Senator Panfilo Lacson intimated on Saturday, June 5, a possible link between the United States’ incoming vaccine donations to the Philippines and the visiting forces agreement (VFA) between the two countries.
In an interview over radio DWIZ, the chairman of the Senate’s National Defense and Security Committee said he has received a “very reliable and credible” information about the fate of the VFA, which the Philippines arbitrarily terminated last year, but held off the effectivity of which thrice already.
Duterte has yet to decide whether or not to accept an “improved” version of the 23-year-old military pact, said Philippine Ambassador to the US Jose Manuel Romualdez.
“Information na nakarating lang sa akin, kung anong namagitan tungkol dyan sa VFA saka kung ano pa ‘yong ibang bagay na konektado sa bakuna (It was only an information relayed to me, about what transpired with the VFA and other things concerning the vaccines),” Lacson said.

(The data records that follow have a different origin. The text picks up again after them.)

PR #135, opened 2022-09-29
🐛Fix tags filtering for AWS instances.

preslavgerchev:
We already prepend the tags with `tag` here:https://github.com/mondoohq/cnquery/blob/main/motor/discovery/aws/ec2_instances.go#L92

Therefore, until now `dev:dev` would equal to `tag:tag:dev:dev`, this removes the redundant 2nd tag prepending

### DIFF
--- a/motor/discovery/aws/resolver.go
+++ b/motor/discovery/aws/resolver.go
@@ -86,23 +86,21 @@ func (r *Resolver) Resolve(ctx context.Context, root *asset.Asset, tc *providers
 	instancesPlatformIdsMap := map[string]*asset.Asset{}
 	// discover ssm instances
 	if tc.IncludesDiscoveryTarget(DiscoveryAll) || tc.IncludesDiscoveryTarget(DiscoverySSM) {
-		if val := discoverFilter["ssm"]; val == "true" {
-			// create a map to track the platform ids of the ssm instances, to avoid duplication of assets
-			s, err := NewSSMManagedInstancesDiscovery(provider.Config())
-			if err != nil {
-				return nil, errors.Wrap(err, "could not initialize aws ec2 ssm discovery")
-			}
-			s.FilterOptions = AssembleEc2InstancesFilters(discoverFilter)
-			assetList, err := s.List()
-			if err != nil {
-				return nil, errors.Wrap(err, "could not fetch ec2 ssm instances")
-			}
-			log.Debug().Int("instances", len(assetList)).Msg("completed ssm instance search")
-			for i := range assetList {
-				assetList[i].RelatedAssets = append(assetList[i].RelatedAssets, resolvedRoot)
-				log.Debug().Str("name", assetList[i].Name).Msg("resolved ssm instance")
-				instancesPlatformIdsMap[assetList[i].PlatformIds[0]] = assetList[i]
-			}
+		// create a map to track the platform ids of the ssm instances, to avoid duplication of assets
+		s, err := NewSSMManagedInstancesDiscovery(provider.Config())
+		if err != nil {
+			return nil, errors.Wrap(err, "could not initialize aws ec2 ssm discovery")
+		}
+		s.FilterOptions = AssembleEc2InstancesFilters(discoverFilter)
+		assetList, err := s.List()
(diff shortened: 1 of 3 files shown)


motor/discovery/aws/resolver.go
```diff
@@ -158,9 +158,7 @@ func AssembleEc2InstancesFilters(opts map[string]string) Ec2InstancesFilters {
 		for _, tagkv := range tags {
 			tag := strings.Split(tagkv, "=")
 			if len(tag) == 2 {
-				// to use tag filters with aws, we have to specify tag:KEY for the key, and then put the value as the values
-				key := "tag:" + tag[0]
-				ec2InstancesFilters.Tags[key] = tag[1]
+				ec2InstancesFilters.Tags[tag[0]] = tag[1]
```
vjeffrey, line 159: 👍 i think we may also need to adjust line 122 of https://github.com/mondoohq/cnquery/blob/main/motor/discovery/aws/ssm_instances.go ?

preslavgerchev: Good point, I will try this with an SSM instance (once I get one up and running)

motor/discovery/aws/ssm_instances.go
```diff
@@ -190,12 +190,11 @@ func ssmInstanceToAsset(account string, region string, instance types.InstanceIn
 		for j := range tagresp.Tags {
 			tag := tagresp.Tags[j]
 			if tag.Key != nil {
-				key := ImportedFromAWSTagKeyPrefix + *tag.Key
```
preslavgerchev: @vjeffrey do we still need this prefix here, is that used by the UI? I found it difficult to filter tags as I'd need to prepend `aws.tag` to each to have the search work. But then what if we're searching just for a mondoo-platform tag?

motor/discovery/aws/resolver.go
```diff
@@ -86,23 +86,21 @@ func (r *Resolver) Resolve(ctx context.Context, root *asset.Asset, tc *providers
 	instancesPlatformIdsMap := map[string]*asset.Asset{}
 	// discover ssm instances
 	if tc.IncludesDiscoveryTarget(DiscoveryAll) || tc.IncludesDiscoveryTarget(DiscoverySSM) {
-		if val := discoverFilter["ssm"]; val == "true" {
```
preslavgerchev, line 89: This extra check was preventing SSM discovery, seems redundant with the discovery target check above it

motor/discovery/aws/ssm_instances.go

“Ang tingin ko dyan…malaki yong pag-asa na magkakaroon tayo ng bakuna na galing sa US (I think, there is a huge possibility that we will have more vaccines arriving from the US),” he added, while refusing to divulge specific details.

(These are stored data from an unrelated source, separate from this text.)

PR #137, opened 2022-09-29
⭐️ asset context for resources

jaym:
We're adding the ability the change context within a resource. For example, when running a query against `local`, we should be able to get the docker containers. Each of these containers is now a different context, where you could access the same information you do for the `local` target (packages, hostname, etc).

> Examples below require using the MQLAssetContext feature. For example,
>  FEATURES=MQLAssetContext go run apps/cnquery/cnquery.go run local -c 'docker.containers[0].hostname'

Below is an example using docker:
```
% docker ps -a
CONTAINER ID   IMAGE           COMMAND                  CREATED       STATUS                  PORTS                                       NAMES
dac5706945fb   postgres        "docker-entrypoint.s…"   10 days ago   Up 13 minutes           0.0.0.0:5432->5432/tcp, :::5432->5432/tcp   dev-pg
```

We can run a mql query against a local target to query the docker container and get the container's hostname:
```
> docker.containers[0].hostname
```
```
docker.containers[0].os.unix.base.hostname: "dac5706945fb"
```

which is different than
```
> os.hostname
```
```
os.hostname: "mars"
```

Or a query to list the packages for that container:
```
> docker.containers[0].packages.list
```
```
docker.containers[0].os.base.packages.list: [
  0: package id = deb://adduser/3.118/all
  1: package id = deb://apt/2.2.4/amd64
  2: package id = deb://base-files/11.1+deb11u5/amd64
  3: package id = deb://base-passwd/3.5.51/amd64
  4: package id = deb://bash/5.1-2+deb11u1/amd64
  ...
]
```

## Lumi Changes
There are already changes made to Lumi (https://github.com/mondoohq/cnquery/pull/46) that will also be explained here for completeness when it comes to asset context

### Embedded Types
To get the above example working (`docker.containers[0].hostname`) we need to link the `docker.container` lumi resource and the `os.base` resource that provides the `hostname` property. This is where embedded types come in:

Pressed if the vaccine donations are a trade-off to extending or renewing the VFA between the Philippines and the US, Lacson replied: “Hindi na, ayoko nang banggitin ‘yon, basta magbasa ka na lang between the lines (No, I don’t want to mention that anymore, just read between the lines).”

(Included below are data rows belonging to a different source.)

PR #154, opened 2022-10-03
⭐️ Perform k8s auto discovery by default

imilchev:
Auto discovery means discover all workload types as assets (pods, deployments, daemonsets, etc.). It does not include container images

### DIFF
--- a/motor/discovery/k8s/resolver_test.go
+++ b/motor/discovery/k8s/resolver_test.go
@@ -199,7 +199,7 @@ func TestManifestResolverWrongDiscovery(t *testing.T) {
 	require.NoError(t, err)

“Mas importante sa akin mabakunahan ‘yong karamihan ng ating mga kababayan (It’s more important for me that majority of our countrymen are vaccinated against COVID-19),” he said.
Lacson recalled his last meeting US Embassy charge d’affaires John Law, who expressed to him the US’ willingness to ship out its equipment from the Philippines should the country finally decide to abrogate the VFA.
Law, however, appealed that they be informed about it beforehand so they could prepare, the senator said.
The VFA, signed in 1998 and ratified by the Philippine Senate the following year, provides the legal framework for the treatment of US troops visiting the Philippines. It basically allows the joint military trainings between Filipino and American troops, resulting in the establishment of the annual Balikatan Exercise.
Duterte, however, in February, 2020 ordered its termination due to the “disrespectful” acts of Americans for criticizing his campaign against illegal drugs.
But on June 1, 2020 Duterte suspended the termination, which was supposed to take effect in August. He again extended the suspension for another six months in November; and then for six months more in January this year.
In a speech in Clark, Pampanga, last February 12, Duterte told the US that it “[has] to pay” if it wants the VFA kept.
In December last year, he also warned that the Philippines will proceed with the abrogation of the VFA if the US fails to produce 20 million doses of COVID-19 vaccines for the Philippines.
“Kung hindi sila maka-deliver, maski na a (If they fail to deliver even just a) minimum of 20 million [doses of] vaccines, they better get out. No vaccine, no stay here,” Duterte said then.